> EXERCISE INSTRUCTIONS
Copy every record that follows, word for word.

> INFORMATION GIVEN
PR #2788, opened 2021-06-14
PP-8213 Add gateway account credentials fixtures and util (bump-ci)

sfount:
- adds fixtures for `provider_switch_enabled` and
`gateway_account_credentials` account properties
- add simplest case utility to make use of the new credentials

### DIFF
--- a/app/utils/credentials.js
+++ b/app/utils/credentials.js
@@ -5,7 +5,7 @@ const { InvalidConfigurationError } = require('../errors')
 const CREDENTIAL_STATE = {
   CREATED: 'CREATED',
   ENTERED: 'ENTERED',
-  VALIDATED: 'VALIDATED_WITH_LIVE_PAYMENT',
+  VERIFIED: 'VERIFIED_WITH_LIVE_PAYMENT',
   ACTIVE: 'ACTIVE',
   RETIRED: 'RETIRED'
 }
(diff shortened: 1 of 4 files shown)


app/utils/credentials.js
```diff
@@ -0,0 +1,37 @@
+'use strict'
+
+const { InvalidConfigurationError } = require('../errors')
+
+const CREDENTIAL_STATE = {
+  CREATED: 'CREATED',
+  ENTERED: 'ENTERED',
+  VALIDATED: 'VALIDATED_WITH_LIVE_PAYMENT',
```
stephencdaly, line 8: This should be `VERIFIED_WITH_LIVE_PAYMENT` https://github.com/alphagov/pay-connector/blob/master/src/main/java/uk/gov/pay/connector/gatewayaccountcredentials/model/GatewayAccountCredentialState.java

test/fixtures/gateway-account.fixtures.js
```diff
@@ -15,6 +15,22 @@ function validCredentials (opts = {}) {
   return credentials
 }
 
+function validGatewayAccountCredential (credentialOpts = {}, gatewayAccountOpts = {}) {
+  const gatewayAccountCredential = {
+    gateway_account_credential_id: credentialOpts.id || 1,
+    payment_provider: gatewayAccountOpts.payment_provider || 'sandbox',
+    state: credentialOpts.state || 'ACTIVE',
+    gateway_account_id: gatewayAccountOpts.gateway_account_id || 31,
+    // '2021-05-10T01:00:00.000Z'
```
stephencdaly, line 24: what's this comment for?

test/fixtures/gateway-account.fixtures.js
```diff
@@ -73,6 +97,11 @@ function validGatewayAccount (opts) {
     gatewayAccount.worldpay_3ds_flex = validWorldpay3dsFlexCredentials(opts.worldpay_3ds_flex)
   }
 
+  // provider switch enabled is only available to the "frontend" resource, it isn't always guaranteed
+  if (opts.provider_switch_enabled) {
```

> RESULT OF THE EXERCISE
PR #2788, opened 2021-06-14
PP-8213 Add gateway account credentials fixtures and util (bump-ci)

sfount:
- adds fixtures for `provider_switch_enabled` and
`gateway_account_credentials` account properties
- add simplest case utility to make use of the new credentials

### DIFF
--- a/app/utils/credentials.js
+++ b/app/utils/credentials.js
@@ -5,7 +5,7 @@ const { InvalidConfigurationError } = require('../errors')
 const CREDENTIAL_STATE = {
   CREATED: 'CREATED',
   ENTERED: 'ENTERED',
-  VALIDATED: 'VALIDATED_WITH_LIVE_PAYMENT',
+  VERIFIED: 'VERIFIED_WITH_LIVE_PAYMENT',
   ACTIVE: 'ACTIVE',
   RETIRED: 'RETIRED'
 }
(diff shortened: 1 of 4 files shown)


app/utils/credentials.js
```diff
@@ -0,0 +1,37 @@
+'use strict'
+
+const { InvalidConfigurationError } = require('../errors')
+
+const CREDENTIAL_STATE = {
+  CREATED: 'CREATED',
+  ENTERED: 'ENTERED',
+  VALIDATED: 'VALIDATED_WITH_LIVE_PAYMENT',
```
stephencdaly, line 8: This should be `VERIFIED_WITH_LIVE_PAYMENT` https://github.com/alphagov/pay-connector/blob/master/src/main/java/uk/gov/pay/connector/gatewayaccountcredentials/model/GatewayAccountCredentialState.java

test/fixtures/gateway-account.fixtures.js
```diff
@@ -15,6 +15,22 @@ function validCredentials (opts = {}) {
   return credentials
 }
 
+function validGatewayAccountCredential (credentialOpts = {}, gatewayAccountOpts = {}) {
+  const gatewayAccountCredential = {
+    gateway_account_credential_id: credentialOpts.id || 1,
+    payment_provider: gatewayAccountOpts.payment_provider || 'sandbox',
+    state: credentialOpts.state || 'ACTIVE',
+    gateway_account_id: gatewayAccountOpts.gateway_account_id || 31,
+    // '2021-05-10T01:00:00.000Z'
```
stephencdaly, line 24: what's this comment for?

test/fixtures/gateway-account.fixtures.js
```diff
@@ -73,6 +97,11 @@ function validGatewayAccount (opts) {
     gatewayAccount.worldpay_3ds_flex = validWorldpay3dsFlexCredentials(opts.worldpay_3ds_flex)
   }
 
+  // provider switch enabled is only available to the "frontend" resource, it isn't always guaranteed
+  if (opts.provider_switch_enabled) {
```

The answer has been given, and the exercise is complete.